Most oil wells producing from the Glauconite YY Pool of the Lake Newell field in Southern Alberta, Canada have very high flow capacities. Wellbore operations are complicated by the configuration of the slant wells with surface angles of 45° that can reach 75 ° at bottom and horizontal displacements in excess of 2000 m. During the development of this field, it was determined that there was a full cycle economic advantage to utilize gas lift as the primary artificial lift scheme because of the extended reach slant wellbore configurations.

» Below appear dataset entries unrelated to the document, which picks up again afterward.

PR #3208, opened 2018-12-07
Resolved Issue with Volume Slider

waxidiotic:
JW8-2343

### This PR will...

* Resolve issue with dragging the knob in the volume slider.

* Dragging the knob on the volume slider would move focus back to the volume icon, thus making it impossible to continue dragging the volume slider.

n/a

n/a

#### Addresses Issue(s):

JW8-2343

### DIFF
--- a/src/js/view/controls/components/volumetooltip.js
+++ b/src/js/view/controls/components/volumetooltip.js
@@ -23,7 +23,6 @@ export default class VolumeTooltip extends Tooltip {
 
         this.volumeSlider.on('update', function (evt) {
             this.trigger('update', evt);
-            this.el.focus();
         }, this);
 
         this.closeTooltipHandler = this.closeTooltip.bind(this);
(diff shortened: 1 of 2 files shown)


johnBartos:
<table>
  <thead>
    <tr>
      <th width="50"></th>
    </tr>
  </thead>
  <tbody><tr>
      <td>:warning:</td>
      <td>

  </td>
    </tr>
  </tbody>
</table>



<p align="right">
</p>

src/js/view/controls/components/volumetooltip.js
```diff
@@ -23,7 +23,6 @@ export default class VolumeTooltip extends Tooltip {
 
         this.volumeSlider.on('update', function (evt) {
             this.trigger('update', evt);
-            this.el.focus();
```
johnBartos: Why can this be safely removed?

waxidiotic: Before, when the slider was interacted with, it would push focus back onto the volume icon. Before the changes for 8.7, the slider would still be visible. Now, it's not so we don't want to push focus back on to the volume icon - we want to keep it on the slider.

PR #3209, opened 2018-12-07
Prevent duplicate volume and seek slider updates

karimMourra:
### This PR will...
Update the hidden announcements only when the slider is not in focus. 
update the time slider's `aria-valuenow` to work around a JAWS bug where the time is announced twice if the `aria-valuetext` is updated without an update to `aria-valuenow`.

We introduced the `jw-hidden-annoucements` element to announce volume and seek changes executed with the arrow keys when the sliders are not in focus. This resulted in the JAWS screen reader making duplicate announcements when the sliders are in focus.
I chose only trigger the hidden announcements when the slider is not in focus  instead of removing the `aria-valuenow` and `aria-valuetext` from the sliders, because per [MDN](https://developer.mozilla.org/en-US/docs/Web/Accessibility/ARIA/ARIA_Techniques/Using_the_aria-valuenow_attribute) , `"aria-valuenow is a required attribute of role slider, scrollbar and spinbutton."`, therefore removing the aria values would negatively affect our score in an accessibility audit.
i noticed we never use document.activeElement to check if the element is in focus; any known issues with this api ?
#### Addresses Issue(s):

JW8-2507

### DIFF
--- a/src/js/view/controls/components/timeslider.js
+++ b/src/js/view/controls/components/timeslider.js
@@ -110,6 +110,7 @@ class TimeSlider extends Slider {
         setAttribute(this.el, 'tabindex', '0');
         setAttribute(this.el, 'role', 'slider');
         setAttribute(this.el, 'aria-label', this._model.get('localization').slider);
+        setAttribute(this.el, 'aria-live', 'off');
         this.el.removeAttribute('aria-hidden');
         this.elementRail.appendChild(this.timeTip.element());
 
--- a/src/js/view/controls/components/timeslider.js
+++ b/src/js/view/controls/components/timeslider.js
@@ -106,21 +106,20 @@ class TimeSlider extends Slider {
             .change('buffer', this.onBuffer, this)
             .change('streamType', this.onStreamType, this);
 
-
-        setAttribute(this.el, 'tabindex', '0');
-        setAttribute(this.el, 'role', 'slider');
-        setAttribute(this.el, 'aria-label', this._model.get('localization').slider);
-        setAttribute(this.el, 'aria-live', 'off');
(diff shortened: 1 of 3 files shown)


johnBartos:
<table>
  <thead>
    <tr>
      <th width="50"></th>
    </tr>
  </thead>
  <tbody><tr>
      <td>:warning:</td>
      <td>

  </td>
    </tr>
  
<tr>
      <td>:warning:</td>
      <td>

  </td>
    </tr>
  </tbody>
</table>



<p align="right">
</p>

karimMourra:
test this please

pajong:
@karimMourra I think that when `aria-live` is set to `null`, the behavior is the same as setting to `off`. The bug doesn't happen in Mac/Chrome in the first place, so please check in IE11 using JAWS

src/js/view/controls/components/timeslider.js
```diff
@@ -106,20 +106,20 @@ class TimeSlider extends Slider {
...
+        sliderElement.removeAttribute('aria-hidden');
         this.elementRail.appendChild(this.timeTip.element());
 
         // Show the tooltip on while dragging (touch) moving(mouse), or moving over(mouse)
-        this.ui = (this.ui || new UI(this.el))
+        this.ui = (this.ui || new UI(sliderElement))
             .on('move', this.showTimeTooltip, this)
             .on('dragEnd out', this.hideTimeTooltip, this)
-            .on('click', () => this.el.focus());
+            .on('click', () => sliderElement.focus());
```
robwalch: Use ui to handle focus:
`on('focus', () => this.updateAriaText());`

(and then remove the `removeEventListener` for it)

PR #3210, opened 2018-12-09
Do not show focus decoration on mouse interaction

waxidiotic:
JW8-2343

### This PR will...

* Make sure the focus decoration (blue outline) does not appear unless the volume slider is focused via a keyboard interaction.
* Make sure the focus decoration does not appear when the CSS opacity transition for the volume slider takes place.

* After https://github.com/jwplayer/jwplayer/pull/3208, the focus decoration for the volume slider will still appear if the volume slider is hovered on after it has been focused on.
* The opacity transition for the volume slider was causing the focus decoration to briefly appear when mousing over or out of the slider.

n/a

n/a

#### Addresses Issue(s):

JW8-2343

### DIFF
--- a/src/css/controls/imports/tooltip.less
+++ b/src/css/controls/imports/tooltip.less
@@ -4,10 +4,6 @@
     opacity: 1;
     transition-delay: 0s;
     visibility: visible;
-
-    &:hover {
-        outline: 0;
-    }
 }
 
 .jw-slider-time .jw-overlay:before {
@@ -76,6 +72,12 @@
 
     .jw-icon-volume .jw-overlay {
         visibility: visible;
+        outline: none;
+        transition: none;
+
+        &:focus:not(:hover) {
+            outline: @ui-focus;
+        }
     }
 
     .jw-option {


johnBartos:
<table>
  <thead>
    <tr>
      <th width="50"></th>
    </tr>
  </thead>
  <tbody><tr>
      <td>:warning:</td>
      <td>

  </td>
    </tr>
  </tbody>
</table>



<p align="right">
</p>

src/css/controls/imports/tooltip.less
```diff
@@ -4,10 +4,6 @@
     opacity: 1;
     transition-delay: 0s;
     visibility: visible;
-
-    &:hover {
-        outline: 0;
```
karimMourra: why are we removing this ? tooltips should not have an outiline when opened

waxidiotic: This is for the volume slider. The text (simple) tooltips don't have the `.jw-overlay` class. This line was actually added by me in a previous PR.

src/css/controls/imports/tooltip.less
```diff
@@ -76,6 +72,12 @@
 
     .jw-icon-volume .jw-overlay {
         visibility: visible;
+        outline: none;
+        transition: none;
```
karimMourra: @waxidiotic why the `transition: none;` ? Do we see a flash without it ?

waxidiotic: yes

In 1996 opportunities to economically enhance production and accelerate recovery were identified in several of these gas lifted wells.

Well bore performance could not be matched to any theoretical tubular flow simulation thus a significant effort was made to understand these differences which, after consultation with various international experts, still did not offer a definitive explanation. Some of the production impairment mechanisms considered were phase separation and stratification of fluids (water, oil, gas) in the tubing, wax/paraffin formation, and unknown fluid rheologies. An attempt to production log one well was unsuccessful because the well ceased to produce with the decreased flow diameter of coiled tubing inside 73 mm (2.875 inch) production tubing. Since some wells are producing at drawdowns as low as 5%, significant production enhancement opportunities still needed to be pursued along with identifying the wellbore production impairment mechanism.

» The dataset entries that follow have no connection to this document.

PR #3211, opened 2018-12-09
Only close menus if there is no event

waxidiotic:
JW8-2343

### This PR will...

Only close menus when in the controlbar if there is no event

Before, the `!evt` check was inside of the `this.menus.forEach` loop which would cause an exception when tabbing through the controlbar if there are no existing menus.

Tested in Chrome 71, iPad/iPhone on iOS 12.1.1, IE 11 on Windows 7 & 10, Edge on Windows 10

#### Addresses Issue(s):

JW8-###

### DIFF
--- a/src/js/view/controls/controlbar.js
+++ b/src/js/view/controls/controlbar.js
@@ -441,7 +441,7 @@ export default class Controlbar {
 
     // Close menus if it has no event.
     closeMenus(evt) {
-        if (!this.menus) {
+        if (!evt || !this.menus) {
             return;
         }
 
--- a/src/js/view/controls/controlbar.js
+++ b/src/js/view/controls/controlbar.js
@@ -439,9 +439,9 @@ export default class Controlbar {
         this.elements.alt.textContent = altText;
     }
 
-    // Close menus if it has no event.  Otherwise close all but the event's target.
+    // Close menus if it has no event.
     closeMenus(evt) {
-        if (evt) {
+        if (!this.menus) {
             return;
         }
 
--- a/src/js/view/controls/controlbar.js
+++ b/src/js/view/controls/controlbar.js
@@ -441,7 +441,7 @@ export default class Controlbar {
 
     // Close menus if it has no event.
     closeMenus(evt) {
-        if (!evt || !this.menus) {
+        if (evt || !this.menus) {
             return;
         }
 
--- a/src/js/view/controls/controlbar.js
+++ b/src/js/view/controls/controlbar.js
@@ -441,15 +441,15 @@ export default class Controlbar {
 
     // Close menus if it has no event.  Otherwise close all but the event's target.
     closeMenus(evt) {
-        if (!evt) {
-            this.menus.forEach(ele => {
-                if (evt.target !== ele.el) {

Larger diameter tubing (89 mm - 3.5 inch) was run in a 70% water cut well increasing production from 135 m3/D (850 BPD) to 180 m3/D (1130 BPD) which was still significantly lower than theoretical rates of 500 m3/D (3145 BPD). A demulsifier chemical, that the cross functional property team had previously identified as being effective in reducing high pressure drops in surface piping, was introduced into the injection gas stream. Two days after chemical injection began, the well started to produce at theoretically predicted production rates; however, it was very unstable and would cycle to original rates for long periods of time followed by very high rates again due to changing annular fluid levels. This prompted the installation of a chemical injection capillary tubing to bottom resulting in sustained production o 480 m3/D (3019 BPD) which is a 150% increase and near the theoretically predicted rates.

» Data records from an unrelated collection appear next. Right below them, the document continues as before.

PR #3212, opened 2018-12-10
Add focus to button on mousedown for firefox

pajong:
### This PR will...
- Add focus to settings button on mousedown 
- This is a workaround for Firefox not having correct focus
- Other browsers work fine, and are not affected by this change

- On Firefox, there is an issue with the settings buttons not being focused on click.
- Since we removed the calls to `preventDefault` on button clicks, we should get focus on buttons.
- Having no focus results the buttons to not remove the `jw-no-focus` class added on mousedown, resulting no focus outline when they are back in focus with keyboard for the first time after clicking.

#### Addresses Issue(s):

JW8-2501

### DIFF
--- a/src/js/utils/ui.js
+++ b/src/js/utils/ui.js
@@ -38,7 +38,7 @@ export default class UI extends Eventable {
         this.pointerId = null;
         this.startX = 0;
         this.startY = 0;
-        this.noFocusHelper = flagNoFocus(element);
+        this.noFocusHelper = flagNoFocus(element, options.focusOnMouseDown);
     }
 
     on(name, callback, context) {
--- a/src/js/view/controls/components/settings/content-item.js
+++ b/src/js/view/controls/components/settings/content-item.js
@@ -5,7 +5,7 @@ import UI from 'utils/ui';
 export default function SettingsContentItem(name, content, action) {
     let active;
     const contentItemElement = createElement(ContentItemTemplate(content));
-    const contentItemUI = new UI(contentItemElement).on('click tap enter', (evt) => {
+    const contentItemUI = new UI(contentItemElement, { focusOnMouseDown: true }).on('click tap enter', (evt) => {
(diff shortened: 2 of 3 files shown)


johnBartos:
<table>
  <thead>
    <tr>
      <th width="50"></th>
    </tr>
  </thead>
  <tbody><tr>
      <td>:warning:</td>
      <td>

  </td>
    </tr>
  
<tr>
      <td>:warning:</td>
      <td>

  </td>
    </tr>
  </tbody>
</table>



<p align="right">
</p>

src/js/utils/ui.js
```diff
@@ -38,7 +38,7 @@ export default class UI extends Eventable {
         this.pointerId = null;
         this.startX = 0;
         this.startY = 0;
-        this.noFocusHelper = flagNoFocus(element);
+        this.noFocusHelper = flagNoFocus(element, options.focusOnMouseDown);
```
robwalch: @pajong Why is this it's own module and why is it being added in the constructor? `ui` was refactored recently with the design principal that it should only add listeners when needed.

This is not something that should be added in the constructor. The focus logic should only apply to ui instances handling mouse (and maybe touch) input in `eventRegisters`.

src/js/view/controls/components/settings/content-item.js
```diff
@@ -5,7 +5,7 @@ import UI from 'utils/ui';
 export default function SettingsContentItem(name, content, action) {
     let active;
     const contentItemElement = createElement(ContentItemTemplate(content));
-    const contentItemUI = new UI(contentItemElement).on('click tap enter', (evt) => {
+    const contentItemUI = new UI(contentItemElement, { focusOnMouseDown: true }).on('click tap enter', (evt) => {
```
robwalch: Why is this the only element that does not get focus on FireFox?

PR #3214, opened 2018-12-10
Handle no-focus flag in ui.js

robwalch:
### This PR will...
- Handle no-focus flag in ui.js
- Remove "flag-no-focus" module
- Use ui.js to handle volume slider focus
- Cleanup more ui.js instances

These changes remove duplicate code used to prevent display of the focus ring when mouse/pointer/touch input is used on UI elements in the player.

The number of listeners added to each element is reduced by one. Listeners are removed when ui is destroyed or `off` is called (still missing in some ui modules).

#### Addresses Issue(s):
JW8-2501
JW8-2343

For functionality described in:
JW8-2477
JW8-2476


src/js/view/controls/components/volumetooltip.js
```diff
@@ -25,10 +25,11 @@ export default class VolumeTooltip extends Tooltip {
             this.trigger('update', evt);
         }, this);
 
-        this.closeTooltipHandler = this.closeTooltip.bind(this);
-        this.openTooltipHandler = this.openTooltip.bind(this);
-        this.container.addEventListener('blur', this.closeTooltipHandler);
-        this.container.addEventListener('focus', this.openTooltipHandler);
+
+        this.uiOver = new UI(this.container)
+            .on('click', function() {}, this)
```
karimMourra: why are we adding the click listener ?

waxidiotic: I believe it is because we don't want the tooltip to toggle state when clicked on. `this.uiOver` is on the `.jw-overlay`, but it's a child of the volume tooltip that `this.ui` is created on so adding an empty action when `this.uiOver` is clicked resets it because otherwise, the `this.ui` click handler would toggle the tooltip's open state.

robwalch: Add a comment to explain why the listener is added. The focus helper logic is in ui.js `interactStartHandler`.

PR #1112, opened 2018-01-25
Renew auth token on login

clarete:
This PR aggregates all the changes needed to update the token upon successful login.

This PR also removes a lot of code that seems to be dead. Tests still pass and the login function definitely works locally.


server/middleware/jwt.js
```diff
@@ -1,41 +0,0 @@
...
-        req.jwtPayload = decoded;
-      }
-
-      return next();
-    });
-  } else {
-    return next();
-  }
-
-};
```
asood123: 👍  for removing unused code!

PR #1122, opened 2018-02-06
don't break if null user

xdamman:


xdamman:
required for https://github.com/opencollective/frontend/pull/235

PR #1135, opened 2018-02-13
Don't get/create host stripe customer for pre-migration accounts

clarete:


server/paymentProviders/stripe/creditcard.js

This paper will sequentially outline the diagnostic and operational methodology used to solve the very difficult problems encountered with unconventional wellbores and fluids. It will emphasize the value of teamwork in problem resolution and how automated monitoring can greatly enhance the analysis of all information and situations. It will briefly address the surface system debottlenecking and optimization. The well improvements outlined in this paper have significantly contributed to enhancing the economic oil recovery of the YY Pool.